Issue #466, opened 2023-02-01
Caller / Callee view: Location is sorted  alphabetic


GitMensch:
**Describe the bug**
Sorting the Location (lower right part of the view) leads to lines 1,10,11,12,13,14,15,16,17,18,19,100,101,102,...

**To Reproduce**

1. Go to the view
2. order by Location
3. See error - if you have a source recorded with lines like that

**Expected behavior**
Order the source file part alphabetic, the line part numeric (1-9,10-99,...)

**Version Info (please complete the following information):**
- hotspot version: /hotspot-v1.4.1-44-g46244df-x86_64.AppImage

PR #468, opened 2023-02-28
fix sorting order of location in caller callee view

lievenhey:
sort by line not by alphabetic string
fixes: #466

### DIFF
--- a/src/models/callercalleeproxy.cpp
+++ b/src/models/callercalleeproxy.cpp
@@ -8,6 +8,7 @@
 
 #include "callercalleeproxy.h"
 
+#include "callercalleemodel.h"
 #include "data.h"
 
 namespace {
@@ -31,4 +32,21 @@ bool match(const QSortFilterProxyModel* proxy, const Data::FileLine& fileLine)
 
     return matchImpl(needle, fileLine.file);
 }
+}
+
+SourceMapProxy::SourceMapProxy(QObject* parent)
+    : CallerCalleeProxy<SourceMapModel>(parent)
+{
+}
+
+SourceMapProxy::~SourceMapProxy() = default;
+
+bool SourceMapProxy::lessThan(const QModelIndex& source_left, const QModelIndex& source_right) const
+{
+    if (source_left.column() == source_right.column() && source_left.column() == SourceMapModel::Location) {
+        const auto left = source_left.data(SourceMapModel::SortRole).value<Data::FileLine>();
+        const auto right = source_right.data(SourceMapModel::SortRole).value<Data::FileLine>();
+        return left < right;
+    }
+    return QSortFilterProxyModel::lessThan(source_left, source_right);
 }
--- a/src/models/callercalleeproxy.h
+++ b/src/models/callercalleeproxy.h
@@ -20,6 +20,8 @@ bool match(const QSortFilterProxyModel* proxy, const Data::Symbol& symbol);
 bool match(const QSortFilterProxyModel* proxy, const Data::FileLine& fileLine);
 }
 
+class SourceMapModel;
+
 template<typename Model>
 class CallerCalleeProxy : public QSortFilterProxyModel
 {
@@ -43,6 +45,15 @@ protected:
 
         return CallerCalleeProxyDetail::match(this, key);
     }
+};
 
-private:
+class SourceMapProxy : public CallerCalleeProxy<SourceMapModel>
+{
+    Q_OBJECT
+public:
+    SourceMapProxy(QObject* parent = nullptr);
+    ~SourceMapProxy();
+
+protected:
+    bool lessThan(const QModelIndex& source_left, const QModelIndex& source_right) const override;
 };
--- a/src/resultscallercalleepage.cpp
+++ b/src/resultscallercalleepage.cpp
@@ -36,11 +36,22 @@
 #endif
 
 namespace {
+QSortFilterProxyModel* createProxy(SourceMapModel* model)
+{
+    return new SourceMapProxy(model);
+}
+
+template<typename Model>
+QSortFilterProxyModel* createProxy(Model* model)
+{
+    return new CallerCalleeProxy<Model>(model);
+}
+
 template<typename Model>
 Model* setupModelAndProxyForView(QTreeView* view, CostContextMenu* contextMenu)
 {
     auto model = new Model(view);
-    auto proxy = new CallerCalleeProxy<Model>(model);
+    auto proxy = createProxy(model);
     proxy->setSourceModel(model);
     proxy->setSortRole(Model::SortRole);
     view->setModel(proxy);
--- a/src/models/callercalleemodel.h
+++ b/src/models/callercalleemodel.h
@@ -265,7 +265,7 @@ public:
     {
         if (role == SortRole) {
             if (column == Location) {
-                return fileLine.toString();
+                return QVariant::fromValue(fileLine);
             }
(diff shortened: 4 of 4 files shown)


milianw:
huh? how does this fix it? you now only sort by the line which is totally bogus? 

instead, we should use a QCollator in the proxy model for sorting and enable numeric mode on that

lievenhey:
I didn't know that sorting by filename is required. In that case we can leverage `FileLine::operator<`

src/models/callercalleeproxy.h
```diff
@@ -8,13 +8,9 @@
 
 #pragma once
 
+#include "data.h"
```
milianw, line 11: move to .cpp

src/models/callercalleeproxy.h
```diff
@@ -8,13 +8,9 @@
...
 #include <QSortFilterProxyModel>
 
-namespace Data {
```
milianw, line 13: keep this as-is

src/models/callercalleeproxy.h
```diff
@@ -44,5 +40,16 @@ class CallerCalleeProxy : public QSortFilterProxyModel
         return CallerCalleeProxyDetail::match(this, key);
     }
 
+    bool lessThan(const QModelIndex& source_left, const QModelIndex& source_right) const override
```
milianw, line 43: de-inline

milianw (changes requested):
please don't inline the code, as it leads to code bloat

src/models/callercalleeproxy.h
```diff
@@ -44,5 +40,16 @@ class CallerCalleeProxy : public QSortFilterProxyModel
...
+    {
+        QVariant left = source_left.data(sortRole());
```
milianw, line 45: I would change the logic: check the column first like is done in the model itself and then only if that's matching request the variants and assert that `canConvert` is true

src/models/callercalleeproxy.h
lievenhey: sadly this is not possible, since Qt does not offer a compare function for QVariant (they added one in Qt 6.2)

milianw: I'm sorry, but you are doing it wrong™ 

the source model does not matter here, the only thing that matters is the role which should be Model::SortRole and could be hard coded in the ctor here already.

as such, we can expect (and assert!) that the values we get here are actually locations for the location column! Meaning, rewrite this as:

```
Q_ASSERT(sortRole() == Model::SortRole);
if (source_left.column() == source_right.column() && source_left.column() == Model::Location)
{
    return ...Detail::lessThanLocation(source_left, source_right, Model::SortRole);
}
```

milianw (changes requested):

src/models/callercalleeproxy.h
lievenhey: The source model matters, `ResultsCallerCalleePage` create a `CallerCalleeProxy` with a `CallerModel`, a `CalleeModel` and a `SourceMapModel`. Only the `SourceMapModel` has the `Location` column.

I should create a new proxy only for the `SourceMapModel` to handle this.

milianw: or use a `std::optional` or similar to pass the location column, and only when that's given use this feature.

src/models/callercalleeproxy.h
```diff
@@ -46,3 +50,24 @@ class CallerCalleeProxy : public QSortFilterProxyModel
 
 private:
 };
+
+template<typename Model>
+class SourceMapProxy : public CallerCalleeProxy<Model>
```
milianw, line 55: this shouldn't be a template anymore, but instead hardcode Model == SourceMapModel

src/models/callercalleeproxy.h
```diff
@@ -46,3 +50,24 @@ class CallerCalleeProxy : public QSortFilterProxyModel
...
+{
+public:
+    SourceMapProxy(QObject* parent = nullptr)
```
milianw, line 58: then this can be de-inlined, also add a non-inline dtor please

src/models/callercalleeproxy.h
```diff
@@ -46,3 +50,24 @@ class CallerCalleeProxy : public QSortFilterProxyModel
...
+        : CallerCalleeProxy<Model>(parent)
+    {
+    }
+
+protected:
+    bool lessThan(const QModelIndex& source_left, const QModelIndex& source_right) const override
```
milianw, line 64: dito, this can then be de-inlined as it won't be a template anymore.

src/models/callercalleeproxy.h
```diff
@@ -20,6 +20,10 @@ bool match(const QSortFilterProxyModel* proxy, const Data::Symbol& symbol);
 bool match(const QSortFilterProxyModel* proxy, const Data::FileLine& fileLine);
 }
 
+namespace SourceMapProxyDetail {
```
milianw, line 23: see below: no need for this anymore, just de-inline the method directly

milianw (changes requested):

GitMensch:
Rechecked: I can confirm that the resulting appimage fixe the original issue just fine, sorting first the filename (alphanumeric) then the line numbers (numeric).

Thank you!

src/models/callercalleeproxy.h
```diff
@@ -46,3 +48,16 @@ class CallerCalleeProxy : public QSortFilterProxyModel
...
+{
+    Q_OBJECT
+public:
+    SourceMapProxy(QObject* parent = nullptr);
+    ~SourceMapProxy();
+
+protected:
+    bool lessThan(const QModelIndex& source_left, const QModelIndex& source_right) const override;
+
+private:
```
milianw, line 62: remove this and the line above

src/models/callercalleeproxy.cpp
```diff
@@ -32,3 +33,21 @@ bool match(const QSortFilterProxyModel* proxy, const Data::FileLine& fileLine)
...
+SourceMapProxy::SourceMapProxy(QObject* parent)
+    : CallerCalleeProxy<SourceMapModel>(parent)
+{
+}
+
+SourceMapProxy::~SourceMapProxy() { }
+
+bool SourceMapProxy::lessThan(const QModelIndex& source_left, const QModelIndex& source_right) const
+{
+
```
milianw, line 46: remove this empty line

src/models/callercalleeproxy.cpp
```diff
@@ -32,3 +33,21 @@ bool match(const QSortFilterProxyModel* proxy, const Data::FileLine& fileLine)
     return matchImpl(needle, fileLine.file);
 }
 }
+
+SourceMapProxy::SourceMapProxy(QObject* parent)
+    : CallerCalleeProxy<SourceMapModel>(parent)
+{
+}
+
+SourceMapProxy::~SourceMapProxy() { }
```
milianw, line 42: = default;

src/resultscallercalleepage.cpp
```diff
@@ -36,11 +36,21 @@
 #endif
 
 namespace {
+QSortFilterProxyModel* createProxy(SourceMapModel* model)
+{
+    return new SourceMapProxy(model);
+}
+template<typename Model>
```
milianw, line 43: add empty line above

milianw (changes requested):
really minor nits, otherwise lgtm now

milianw (approved):
lgtm now, thanks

--------

Wherever a line in the material contains "instead", count it; the answer is the number alone.

2